Juvenile Systemic Sclerosis: Still a Serious Disease

Source: Martini G, Foeldvari I, Russo R, et al. Systemic sclerosis in childhood: clinical and immunologic features of 153 patients in an international database. Arthritis Rheum. 2006;54:3971–3978; doi:10.1002/art.22207[Medline]

The first 20% of the full text of this article appears below.

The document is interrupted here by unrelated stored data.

PR #47, opened 2018-06-22
Fix failing test_styles tests.

tlovett:
Thanks for contributing this library.  We're exploring using it for some work on the Open Network Automation Platform (ONAP). 

While attempting to run the test suite on my machine using tox, the first test_styles test case would pass, but then all subsequent test cases would fail.   I discovered the the css files associated with the StandaloneHTMLBuilder were not being reset between tests.  

I made the following tweak as a workaround and they are now passing.

### DIFF
--- a/tests/test_styles/test_style_blank.py
+++ b/tests/test_styles/test_style_blank.py
@@ -1,8 +1,13 @@
 import sys
+
+from sphinx.builders.html import StandaloneHTMLBuilder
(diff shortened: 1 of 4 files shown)


danwos:
Ohh great, I have struggled with this problem also in the past but wasn't able to solve it.
So big thanks for your pull request and the spent time.

PR #48, opened 2018-06-22
Allow Custom Options for Needs

tlovett:
One use case we encountered was the desire to specify our own set of metadata/options associated with a set of requirements.  We looked at using tags, but we wanted the metadata to be able to be part of columns, filters, and the JSON output as discrete fields.

This change allows these options to be specified via a new configuration option called `needs_extra_options`.

These options simply extend the default options, and can be used in tables, filters, and in the json output.

Internally the main change was to allow the `need_info` dict to be passed in its entirety to places where previously only selected items were passed.  Where needed, the items we don't want passed are explicitly filtered out rather than being specifically selected.

One other change was to change the internal key for tracking the target node from target to target_node.  I made this change because one of the custom attributes we wanted to use was target, and this created a conflict.

Once again, thanks for making this available.  We're excited to start using it, and we hope others might find this contribution useful.

Thanks,
Trevor


danwos:
Wow, that's an awesome pull request and a great idea.
Will need some time to make a deeper review, but I try to finish it on the beginning of next week.

I'm not sure if new options need to be / should be registered inside the option_spec dict of the NeedDirective class. But tests are passing, so looks like everything is okay.
Thanks also for updating docs and tests.
If my review is fine (what I think), I will also release a new version with your changes.

Thanks for diving so deep into sphinx-needs and sharing this improvement.

tlovett:
Sounds good. Thanks for taking a look.  Definitely open to any suggestions
or further tweaks.

danwos:
Merged it.
Added some extra content to docs.
Added also your name to the AUTHORS list. I hope your a fine with that.

Found a small bug, where needs can not be filtered, if custom option was not set.
Reason: the new option must be always part of need_info, even if it was not set by the user.
So all needs get now the custom options with an empty value, if not set.

tlovett:
Fantastic.  Thanks again for the review and collaborating on this.  It will be a big help to us.

PR #52, opened 2018-06-25
Adding sections to needs metadata

tlovett:
Sorry, me again :).  We encountered another use case where we wanted to create a set of appendices that had a `needtable` that included all the requirements from a specific section in the document.  This feature adds a processor to update all the needs with the section titles after the doctree is resolved.  Then the section is available in the filters and its also exported the needs.json.

Any interest in this capability?  If not, I could probably just add it via a setup method in our conf.py.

Systemic sclerosis (SSc) has been a poorly understood rheumatic disease for which only limited treatment options have been available. In addition to skin induration and sclerodactyly, other symptoms include Raynaud phenomenon (RP), interstitial lung disease, pulmonary hypertension, cardiac arrhythmia and failure, renal crisis, hypertension, and gastroesophageal dysmotility. RP can be severe enough to cause digital pitting and infarct. Prevalence has been reported to be in the range of 15–24 per 100,000 persons, with up to 10% of adults reporting onset of symptoms during childhood.1 Morbidity and mortality remain high, with a mean adult survival reported to be approximately 12 years from diagnosis; mortality is most commonly secondary to renal, pulmonary, or cardiac disease.2 Information about pediatric patients with SSc is even more lacking than in adults, and there remain no accepted criteria for the diagnosis of juvenile SSc.

The authors of this study from multiple institutions used the 1980 American College of Rheumatology preliminary criteria to define the population of pediatric patients (disease onset <16 years of age) with SSc, . . . [Full Text of this Article]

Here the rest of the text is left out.